> _Work order_
Return, from the listing below, every line that includes "height".

> _Records for the exercise_
====

PR #5197, opened 2021-09-13
Make erl_docgen docs more responsive

garazdawi:
This PR does various improvements in the erl_docgen HTML docs.

1. This PR makes padding and margins smaller when the screen size becomes smaller and when it is small enough it moves the navigation to a collapsable topbar instead.  
  To achieve this the top-level layout has been changed from using and fixed placed div for the navbar to use css grid instead.  
  When on a small screen the index pages' navigation is permanently expanded so that the user does not have to expand it.
2. Moves all title links (i.e. links to section titles, function names etc) to be an `id` in the header instead of a `<a name>` tag.
3. Change the title links to use flexbox instead of tables for styling.
4. Use more semantic HTML elements in the documentation.

These changes are a small step towards making the documentation more accessible to everyone.

You can view the new documentation here: https://erlang.org/~lukas/responsive_docs/doc/index.html


lib/erl_docgen/priv/css/otp_doc.css
```diff
@@ -31,266 +35,446 @@ a:active       { color: #1c7cd6; text-decoration: none }
...
+    #leftnav.show-permanent {
+        max-height: none;
+    }
+    .show-permanent > .leftnav-tube {
+        overflow: initial;
+        max-height: none;
+        height: inherit;
+    }
+    .hide-mobile {
+        obacity: 0;
```
michallepicki, line 182:
```suggestion
        opacity: 0;
```
? (haven't tested, just noticed a potential typo)

garazdawi: Good catch. Thanks.

ferd:
Bit of a funny effect opening the menu on FF on iOS 15.0, where the bottom part of the menu seems to be missing a bit of height and hides content.

At first I thought it was thoroughly broken as the image below shows:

====

> _Exercise response_
+        max-height: none;
+        max-height: none;
+        height: inherit;
Bit of a funny effect opening the menu on FF on iOS 15.0, where the bottom part of the menu seems to be missing a bit of height and hides content.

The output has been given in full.